Note: Setting "processMode": "constant"
is also important here. Without it, the default processMode of regex
will be applied and this won't match any content.
extractionType
This indicates how the content should be extracted from the selected element. Possible values are:
text
: The textual content of the matching element will be extracted. If the element contains HTML, all the tags are strippedhtml
: The raw HTML content of the matching element will be extracted.attr
: The value of an attribute of the matching element will be extracted. In this mode,attributeName
must be provided.
For example, with the following HTML fragment
<div class="product" data-sku="1234">
<h1>Product title</h1>
<p>Product description</p>
</div>
And the selector div.product
:
text
would result in the contentProduct title Product description
to be extractedhtml
would result in the content<h1>Product title</h1> <p>Product description</p>
to be extractedattr
, withattributeName: "data-sku"
would result in1234
to be extracted
attributeName
This specifies the name of the attribute to extract the value from, if extractionType
is set to attr
. See example from the previous section for details.
processMode and value
This indicates how the extracted content is processed. Possible values are:
regex
: Apply a regular expression over the extracted content. The regular expression must contain a capture group (using()

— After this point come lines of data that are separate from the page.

PR #501, opened 2021-06-09
feat(operations): split the operations-per-run option between queries and mutations

### LINKED ISSUE #495: Feature request: option to limit mutations per run
Forked from #466.

There is an option today that limits the number of operations per run, which limits all github API operations, including reads.  However, I would like an option to limit the number of mutations.

Justification:

1. setting the current option to anything other than "unlimited" (or 9999999) means potentially never making it through _checking_ all the issues/PRs, even if no mutations have been performed.  This means if an issue appears late in the list that does require an action, it may never be updated.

) and each match will be injected as a separate metadataconstant
: Return a hard coded string
This setting works in conjunction with value
which indicates either the regular expression to apply, or the hard coded value to use.
This setting is optional. If it's not set, the complete extracted content is retained as-is.
For example with the HTML fragment:
<div class="info">
<div class="author-name">William Shakespeare</div>
</div>
And the rule:
{
"urlRegex": "http://example\\.org/",
"metadataName": "author",
"elementSelector": "div.author-name",
"applyIfNoMatch": false,
"extractionType": "text",
"processMode": "regex",
"value": "(\\S+)"
}
This would result in two metadata being injected author=William
and author=Shakespeare
because the regular expression (\\S+)
yields 2 matches.
If processMode
were set to constant
and value
to Yeats
, a single metadata author=Yeats
would have been injected.
description
This attribute is used to add a comment to the rule. It is optional and is not used when applying the rule.